La città di Nova ha origine antiche, pare infatti fosse già abitata dai Romani.

Pare infatti che qui scorresse un'antica strada romana che collegava Milano con Carate.

Il centro abitato si sarebbe quindi trovata in corrispondenza della nona lapide su quella via (ad nonum lapidem), da cui il nome Nova.

Secondo alcuni storici il nome potrebbe però derivare da 'vicus novus', cioè villaggio recente, o ancora da 'novale', cioè terreno messo da poco a coltura.

Nel corso dei secoli le sue dimensioni sono aumentate fino a raggiungere Muggiò e Desio ma ilo boom demografico ed economico vero e proprio è avvenuto a partire dal Novecento: dai 3000 abitanti di allora si è passati a più di 23.000.

Il villaggio si sviluppava sulla strada Vecchia Vallassina ed inizialmente la sua economia si basava sulla coltivazione dei cereali e dell'uva: quest'ultima era particolarmente apprezzata, come testimoniato dalla classificazione dei migliori produttori di vini risalente al 1815, stilata dal poeta Carlo Porta.

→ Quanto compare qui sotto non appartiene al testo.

Issue #372, opened 2025-03-04
Specifying `problem.yaml`, small changes suggested


thorehusfeldt:
Here’s a CUE schema for `problem.yaml`:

Ma purtroppo a causa della diffusione della filossera, parassita della vite, in tutta l'area di Milano, i vitigni vennero abbandonati.

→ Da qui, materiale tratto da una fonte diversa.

PR #386, opened 2025-03-13
Markdown first draft

Matistjati:
A first draft of the Markdown specification.

Not allowing arbitrary HTML might be controversial, but securely implementing arbitrary HTML is a massive headache. The current view is basically that if you need more advanced control, use LaTeX instead.

### DIFF
--- a/spec/2023-07-draft.md
+++ b/spec/2023-07-draft.md
@@ -418,7 +418,7 @@ so using this format should be avoided if at all possible.
 
 Auxiliary files needed by the problem statement files must all be in `statement/`.
 `problem.<language>.<filetype>` should reference auxiliary files as if the working directory is `statement/`.
-Image file formats supported are `.png`, `.jpg`, `.jpeg`, and `.pdf`.
+All statement types support the image file formats `.png`, `.jpg`, `.jpeg`.
 
 ### Sample Data
 
@@ -435,6 +435,8 @@ Image file formats supported are `.png`, `.jpg`, `.jpeg`, and `.pdf`.
 Problem statements provided in LaTeX must consist only of the problem statement body
 (i.e., the content that would be placed within a `document` environment).
 It is the judging system's responsibility to wrap this text in an appropriate LaTeX class.
+
+LaTeX statements support `.pdf` images in addition to the common image extensions.
 
 The LaTeX class shall provide the convenience environments `Input`, `Output`, and `Interaction` for delineating sections of the problem statement.
 It shall also provide the following commands:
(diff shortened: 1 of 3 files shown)


spec/2023-07-draft.md
```diff
@@ -463,6 +465,30 @@ However, judging systems must make a best effort to correctly render **at minimu
 - `\includegraphics` from the package `graphicx`, including the Polygon-style workaround for scaling the image using `\def \htmlPixelsInCm`.
 - The miscellaneous commands `\url`, `\href`, `\section`, `\subsection`, and `\epigraph`.
 
+### Markdown Environment and Supported Features
+
+Problem statements in Markdown must not include the problem name, as the judging system will automatically prepend it.
```
niemela, line 470: It seems that the current thinking is that we will require `\problemname` for LaTeX. If so, should we require a `{{problemname}}` for consistency?

spec/2023-07-draft.md
```diff
@@ -418,7 +418,7 @@ so using this format should be avoided if at all possible.
 
 Auxiliary files needed by the problem statement files must all be in `statement/`.
 `problem.<language>.<filetype>` should reference auxiliary files as if the working directory is `statement/`.
-Image file formats supported are `.png`, `.jpg`, `.jpeg`, and `.pdf`.
+All statement types support the image file formats `.png`, `.jpg`, `.jpeg`.
```
niemela, line 421: I would suggest listing all images supported by some format here in the same place.
```suggestion
All statement types support the image file formats `.png`, `.jpg`, `.jpeg`.
LaTeX statements also support `.pdf`.
Markdown statements also support `.svg`.
```

spec/2023-07-draft.md
```diff
@@ -436,6 +436,8 @@ Problem statements provided in LaTeX must consist only of the problem statement
 (i.e., the content that would be placed within a `document` environment).
 It is the judging system's responsibility to wrap this text in an appropriate LaTeX class.
 
+LaTeX statements support `.pdf` images in addition to the common image extensions.
```
niemela, line 439:
```suggestion
```

spec/2023-07-draft.md
```diff
@@ -463,6 +465,30 @@ However, judging systems must make a best effort to correctly render **at minimu
...
+
+The judging system shall provide the following commands:
+
+- {% raw %}`{{nextsample}}`{% endraw %} tells the judge system to include the next sample test case here.
+  It is an error to use {% raw %}`{{nextsample}}`{% endraw %} when there are no remaining sample test cases.
+- {% raw %}`{{remainingsamples}}`{% endraw %} tells the judge system to include all sample test cases that have not previously been included by {% raw %}`{{nextsample}}`{% endraw %}.
+  It is allowed to use {% raw %}`{{remainingsamples}}`{% endraw %} even if there are no remaining sample test cases, which will simply include nothing.
+- {% raw %}`{{name}}`{% endraw %} evaluates to the value of the corresponding constant, see [constants](#constants).
+
+The judging system shall support [CommonMark](https://commonmark.org/) features. However, full compliance with CommonMark is not required.
```
niemela, line 484: What does this mean?

niemela (approved):
I think this is a very good first draft. Should we merge it and iterate... or are there some obvious immediate improvements? (I suggested some changes).

spec/2023-07-draft.md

Oltre all'agricoltura,  era notevolmente sviluppato anche l'allevamento del baco da seta, che è continuato fino all'inizio del XX secolo, quando sono state introdotte le nuove fibre sintetiche.

A partire dall'Ottocento il settore primario venne sostituito con quello secondario, con la costruzione dei primi opifici di lavorazione del lino e del legno.

Le nuove industrie attirarono sempre più personale soprattutto dopo le inondazioni del Polesine ed a seguito dell'emigrazione dalle aree disagiate del meridione.
Il 6 marzo del 1950 Nova Milanese ha ottenuto un proprio stemma ed un gonfalone.